PR #429, opened 2023-04-01
[SNOW-766867] Add blob latency and start timestamps to registerBlobs call

sfc-gh-rcheng:
Add the following latencies to the registerBlobs request. These latencies will be caught and logged on the server side in this PR: https://github.com/snowflakedb/snowflake/pull/95716

buildLatency
- how long it took to build the blob
- added to the blobMetadata 

uploadLatency
- how long it took to upload the blob
- added to the blobMetadata

registerStartTimestamp
- when the register request was sent from the client
- added to the request payload
- the register latency will be calculated when the request hits the server

flushStartTimestamp
- when the client began flushing
- added to the request payload
- the flush latency will be calculated when the request hits the server
- flushLatency SHOULD be >= buildLatency + uploadLatency + registerLatency


src/test/java/net/snowflake/ingest/streaming/internal/StreamingIngestIT.java
```diff
@@ -117,6 +119,11 @@ public void afterAll() throws Exception {
 
   @Test
   public void testSimpleIngest() throws Exception {
+    // TODO @rcheng - dont want to change factory, so inject
```
sfc-gh-rcheng, line 122: This test suite uses a factory to create the client. I decided it was better to inject the requestBuilder after it was created by the factory, instead of changing the factory for the purposes of this test. Open to alternatives though!

sfc-gh-rcheng:
Confirmed this works by looking at GS logs, namely:
```
"clientBlobBuildDurationMs":410
"clientBlobUploadDurationMs":4
"clientBlobFlushDurationMs":497
"clientBlobRegisterDurationMs":65
```

`
snowflake.log:INFO  [2023-04-05 17:31:59,980 - 13250073] [CommitServiceScheduler-56] [sid:0 aid:4 oid:270345 tbl:270345 rid:8af3ed2d-c09f-4c0f-9820-dc6eef2040c0 job:01ab6f3f-0100-0001-0000-000000045ba5 uid:0] EVENT_LOGGER: INGEST_BDEC_COMMIT_SUCCESS [time=1680741119980,type=INGEST_BDEC_COMMIT_SUCCESS,event={"accountId":4,"tableId":270345,"channelIds":[270341],"bdecFileName":"2023/4/6/0/31/rso45b_PlvltBctxiJXPM9eUGkp951pmJBBt9OT3GShDNlh8z3ICC_3_17_0.bdec","bdecNumRows":1000,"chunkSizeBytes":2560,"registrationDurationMs":47,"queueingDurationMs":8,"commitValidationDurationMs":1,"totalProcessingDurationMs":149,"lifetimeStats":{"registrationReceivedTimestampMs":1680741119831,"registrationDurationMs":47,"enqueuedTimestampMs":1680741119878,"queueingDurationMs":8,"commitBatchCreationTimestamp":1680741119886,"commitValidationDurationMs":1,"commitDurationMs":92,"totalProcessingDurationMs":149,"end2endMinDurationMs":753,"end2endMaxDurationMs":878,"clientBlobBuildDurationMs":410,"clientBlobUploadDurationMs":4,"clientBlobFlushDurationMs":497,"clientBlobRegisterDurationMs":65},"sdkVersion":"1.1.1","commitDurationMs":92,"end2endMinDurationMs":753,"end2endMaxDurationMs":878}]
`

sfc-gh-tjones (approved):

src/main/java/net/snowflake/ingest/streaming/internal/BlobMetadata.java
```diff
@@ -12,21 +12,42 @@
 
 /** Metadata for a blob that sends to Snowflake as part of the register blob request */
 class BlobMetadata {
+  public static final long DEFAULT_BLOB_LATENCY = -1;
```
sfc-gh-tzhang, line 15: is there a particular reason of using -1, could we just use Long and pass NULL? That's what we did for most of the values, for example `first_insert_time_in_ms`

src/main/java/net/snowflake/ingest/streaming/internal/FlushService.java
```diff
@@ -258,6 +260,8 @@ private CompletableFuture<Void> registerFuture() {
    */
   CompletableFuture<Void> flush(boolean isForce) {
     long timeDiffMillis = System.currentTimeMillis() - this.lastFlushTime;
+    long flushJobStartTime = System.currentTimeMillis();
```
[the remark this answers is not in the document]
sfc-gh-tzhang: I thought we have a timer for flush, could we put it in the same place? Looks like we're passing this down multiple levels in the call stack which doesn't look pretty, or maybe use some global variables/classes?

src/main/java/net/snowflake/ingest/streaming/internal/FlushService.java
```diff
@@ -487,10 +492,15 @@ BlobMetadata buildAndUpload(String filePath, List<List<ChannelData<T>>> blobData
...
-    return upload(filePath, blob.blobBytes, blob.chunksMetadataList);
+
+    return buildContext != null
+        ? upload(
+            filePath,
+            blob.blobBytes,
+            blob.chunksMetadataList,
+            TimeUnit.NANOSECONDS.toMillis(buildContext.stop()))
+        : upload(
+            filePath, blob.blobBytes, blob.chunksMetadataList, BlobMetadata.DEFAULT_BLOB_LATENCY);
```
sfc-gh-tzhang, line 503: nit: get the time first and then call upload

buildlatency = !=null? a: b
return upload (xx,xx,xx,a)

sfc-gh-tzhang (commented):
Thanks Revi, left some comments, PTAL! Also I think you need to merge the server side change first, otherwise the new client won't work for old server side code?

src/main/java/net/snowflake/ingest/streaming/internal/BlobMetadata.java
```diff
@@ -12,21 +12,42 @@
...
   private final String path;
   private final String md5;
   private final Constants.BdecVersion bdecVersion;
   private final List<ChunkMetadata> chunks;
 
+  // latencies
+  private final long buildLatencyMs;
+  private final long uploadLatencyMs;
+
+  // used for testing only
```
sfc-gh-japatel, line 26: nit: lets use annotation `visiblefortesting` from guava

src/main/java/net/snowflake/ingest/streaming/internal/StreamingIngestUtils.java
```diff
@@ -122,4 +122,12 @@ public static String getShortname(final String fullname) {
     final String[] parts = fullname.split("/");
     return parts[parts.length - 1];
   }
+
+  public static String getPayloadAsStr(Map<Object, Object> payload, String message) {
```
sfc-gh-japatel, line 126: nit: javadocs on public method.

src/main/java/net/snowflake/ingest/streaming/internal/SnowflakeStreamingIngestClientInternal.java
```diff
@@ -429,6 +431,8 @@ void registerBlobs(List<BlobMetadata> blobs, final int executionCount) {
           "request_id", this.flushService.getClientPrefix() + "_" + counter.getAndIncrement());
       payload.put("blobs", blobs);
       payload.put("role", this.role);
+      payload.put("flush_start_timestamp", flushJobStartTime);
+      payload.put("register_start_timestamp", System.currentTimeMillis());
```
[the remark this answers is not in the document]
sfc-gh-rcheng: Added a BlobLatencies object that will be added into BlobMetadata

src/main/java/net/snowflake/ingest/streaming/internal/FlushService.java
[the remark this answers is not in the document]
sfc-gh-rcheng: Cleaned up the call stack, passing just a blobLatency object that will contain all the latencies

src/main/java/net/snowflake/ingest/streaming/internal/BlobMetadata.java
sfc-gh-rcheng: Using NULL Long instead, thanks for the suggestion

src/main/java/net/snowflake/ingest/streaming/internal/BlobLatencies.java
```diff
@@ -0,0 +1,68 @@
...
+import com.codahale.metrics.Timer;
+import com.fasterxml.jackson.annotation.JsonProperty;
+import java.util.concurrent.TimeUnit;
+
+/** Latency information for a blob */
+class BlobLatencies {
+  public static final long DEFAULT_BLOB_LATENCY = -1;
+
+  private long buildLatencyMs;
+  private long uploadLatencyMs;
```
sfc-gh-tjones, line 16: Should these be renamed to use `duration` instead of `latency`?

src/main/java/net/snowflake/ingest/streaming/internal/BlobLatencies.java
```diff
@@ -0,0 +1,68 @@
...
+
+  private long flushStartTimestamp;
+  private long registerStartTimestamp;
```
sfc-gh-tjones, line 19: Nit, let's include units so something like:
```
private long flushStartTimeMs;
private long registerStartTimeMS;
```

src/main/java/net/snowflake/ingest/streaming/internal/BlobLatencies.java
```diff
@@ -0,0 +1,68 @@
...
+
+  public BlobLatencies() {
+    this.buildLatencyMs = DEFAULT_BLOB_LATENCY;
+    this.uploadLatencyMs = DEFAULT_BLOB_LATENCY;
+
+    this.flushStartTimestamp = DEFAULT_BLOB_LATENCY;
+    this.registerStartTimestamp = DEFAULT_BLOB_LATENCY;
```
sfc-gh-tjones, line 26: Do these need to be initialized? Why not use the default value of `0`?

src/main/java/net/snowflake/ingest/streaming/internal/RegisterService.java
```diff
@@ -198,8 +196,13 @@ List<FlushService.BlobData<T>> registerBlobs(
             Timer.Context registerContext =
                 Utils.createTimerContext(this.owningClient.registerLatency);
 
+            for (BlobMetadata blobMetadata : blobs) {
+              blobMetadata.getBlobLatencies().setRegisterStartTimestamp(System.currentTimeMillis());
+              blobMetadata.getBlobLatencies().setFlushStartTimestamp(System.currentTimeMillis());
```
sfc-gh-tjones, line 201: Nit, let's set `now` as a variable and pass that down:
```
long timeStamp = System.currentTimeMillis();
blobMetadata.getBlobLatencies().setRegisterStartTimestamp(System.currentTimeMillis());
blobMetadata.getBlobLatencies().setFlushStartTimestamp(System.currentTimeMillis());
```

src/main/java/net/snowflake/ingest/streaming/internal/BlobLatencies.java
sfc-gh-rcheng: They do not neeeed to be, but I want a value that indicates error. It will reduce confusion - so we know if we are missing the blob latency or if it was actually 0.

src/main/java/net/snowflake/ingest/streaming/internal/RegisterService.java
sfc-gh-rcheng: pulled out currentTimeMillis to a different variable

src/main/java/net/snowflake/ingest/streaming/internal/BlobLatencies.java
sfc-gh-rcheng: That would make more sense, renamed to duration

src/main/java/net/snowflake/ingest/streaming/internal/StreamingIngestUtils.java
sfc-gh-rcheng: method removed, so will not add javadocs

src/main/java/net/snowflake/ingest/streaming/internal/BlobLatencies.java
```diff
@@ -0,0 +1,70 @@
...
+
+package net.snowflake.ingest.streaming.internal;
+
+import com.codahale.metrics.Timer;
+import com.fasterxml.jackson.annotation.JsonProperty;
+import java.util.concurrent.TimeUnit;
+
+/** Latency information for a blob */
+class BlobLatencies {
+  public static final Long DEFAULT_BLOB_LATENCY = null;
```
sfc-gh-tjones, line 13: FYI any boxed type gets initialized to `null`

src/main/java/net/snowflake/ingest/streaming/internal/BlobLatencies.java
```diff
@@ -0,0 +1,70 @@
...
+  // because the end time is when the request hits the server
+  private Long flushStartMs;
+  private Long registerStartMs;
+
+  public BlobLatencies() {
+    this.buildDurationMs = DEFAULT_BLOB_LATENCY;
+    this.uploadDurationMs = DEFAULT_BLOB_LATENCY;
+
+    this.flushStartMs = DEFAULT_BLOB_LATENCY;
+    this.registerStartMs = DEFAULT_BLOB_LATENCY;
```
sfc-gh-tjones, line 28: Are these useful? I think we want `flush duration` which I believe is covered by `uploadDurationMs`. But `registerStartMs` would be used how?

src/main/java/net/snowflake/ingest/streaming/internal/BlobLatencies.java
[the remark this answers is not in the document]
sfc-gh-rcheng: I discussed it in these two threads, but it doesn't seem like something that is needed so I'll remove it

https://github.com/snowflakedb/snowflake-ingest-java/pull/429#discussion_r1161032069
https://github.com/snowflakedb/snowflake-ingest-java/pull/429#discussion_r1163261989

src/test/java/net/snowflake/ingest/streaming/internal/StreamingIngestIT.java
```diff
@@ -136,6 +154,18 @@ public void testSimpleIngest() throws Exception {
     // Close the channel after insertion
     channel1.close().get();
 
+    // verify expected request sent to server
+    String[] expectedPayloadParams = {
+      "request_id", "blobs", "role", "flush_start_timestamp", "register_start_timestamp"
```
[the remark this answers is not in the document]
sfc-gh-rcheng: thats true, updated the payload

src/main/java/net/snowflake/ingest/streaming/internal/RegisterService.java
```diff
@@ -196,6 +196,12 @@ List<FlushService.BlobData<T>> registerBlobs(Map<String, Timer.Context> latencyT
             Timer.Context registerContext =
                 Utils.createTimerContext(this.owningClient.registerLatency);
 
+            for (BlobMetadata blobMetadata : blobs) {
+              long currentTimeMs = System.currentTimeMillis();
+              blobMetadata.getBlobLatencies().setRegisterStartMs(currentTimeMs);
+              blobMetadata.getBlobLatencies().setFlushStartMs(currentTimeMs);
```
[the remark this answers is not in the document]
sfc-gh-rcheng: great catch, moved to where we build the latencyTimerContextMap, in distributeFlushTasks()

src/main/java/net/snowflake/ingest/streaming/internal/BlobLatencies.java
```diff
@@ -0,0 +1,70 @@
...
+ */
+
+package net.snowflake.ingest.streaming.internal;
+
+import com.codahale.metrics.Timer;
+import com.fasterxml.jackson.annotation.JsonProperty;
+import java.util.concurrent.TimeUnit;
+
+/** Latency information for a blob */
+class BlobLatencies {
```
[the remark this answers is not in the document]
sfc-gh-rcheng: changed to blobStats

src/main/java/net/snowflake/ingest/streaming/internal/BlobStats.java
```diff
@@ -0,0 +1,62 @@
...
+    this.registerStartMs = registerStartMs;
+  }
+
+  void setBuildDurationMs(Timer.Context buildLatencyContext) {
+    if (buildLatencyContext != null) {
+      this.buildDurationMs = TimeUnit.NANOSECONDS.toMillis(buildLatencyContext.stop());
+    }
+  }
+
+  @JsonIgnore
```
sfc-gh-japatel, line 56: Why is this only setter which is marked  @ json ignore? AFAIK, you also need to have ignore on field if you want to skip serializing this property. (Which I dont think you want to)

sfc-gh-japatel (approved):
lgtm! Barring jackson annotation question. 
[Please revert the unrelated changes before pushing(which were used for testing)] 

Also Toby mentioned this already but we would want server side changes first?

src/main/java/net/snowflake/ingest/streaming/internal/BlobStats.java
sfc-gh-tzhang: +1

sfc-gh-tzhang (approved):
LGTM, left one question. Also please make sure the server side change should be merged first. Thanks!

src/main/java/net/snowflake/ingest/streaming/internal/BlobStats.java
sfc-gh-rcheng: I was running into some strange JSON issues, mostly around dev vm stuff so i added that as a sanity check. Updated to have the correct json

sfc-gh-rcheng:
Waiting on server side change, then will remove testing changes for final review

sfc-gh-rcheng:
server side change went in, need to wait a couple releases to push this

sfc-gh-tjones:
> server side change went in, need to wait a couple releases to push this

I think we can merge, I don't think we'll break server side on additional fields being sent. We just won't use them.

sfc-gh-rcheng:
> 

The integration tests are not passing because the register call doesn't have a valid payload. The server changes will allow it to accept requests without the additional properties, but I don't think it works the other way around

```
detail=Register blob request failed: HTTP Status: 400 ErrorBody: {
Message: Incoming request does not contain a valid payload.,
Data: null
}
```

sfc-gh-rcheng:
Server side changes should be coming out in 7.17, which is targeted for May 15/16. Will check in on this again then

sfc-gh-tzhang:
@sfc-gh-rcheng Please use Squash and Merge in the future so the commit history could be a bit cleaner, thanks!

sfc-gh-rcheng:
Ah my bad, will do that in the future, thanks!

Instructions for the task » From the entries, copy out each line containing the word "then".

Output of the task »
sfc-gh-tzhang, line 503: nit: get the time first and then call upload
Waiting on server side change, then will remove testing changes for final review
Server side changes should be coming out in 7.17, which is targeted for May 15/16. Will check in on this again then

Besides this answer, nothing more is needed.